(Beginning of Material to process)

PR #9533, opened 2016-10-23
provider/aws: Exposed aws_api_gw_domain_name.certificate_upload_date attribute

Ninir:
### Description
This allows to get the API key certificate_upload_date when using the `aws_api_gateway_domain_name` resource.

Checked against: Terraform v0.7.8-dev (7cb2e69457b03c38332c4edfc849022c505852c5+CHANGES)

### DIFF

(End of Material to process)

» **Task brief**
Your response must contain all of the records, copied exactly.

» **Answer to this task**
PR #9533, opened 2016-10-23
provider/aws: Exposed aws_api_gw_domain_name.certificate_upload_date attribute

Ninir:
### Description
This allows to get the API key certificate_upload_date when using the `aws_api_gateway_domain_name` resource.

Checked against: Terraform v0.7.8-dev (7cb2e69457b03c38332c4edfc849022c505852c5+CHANGES)

### DIFF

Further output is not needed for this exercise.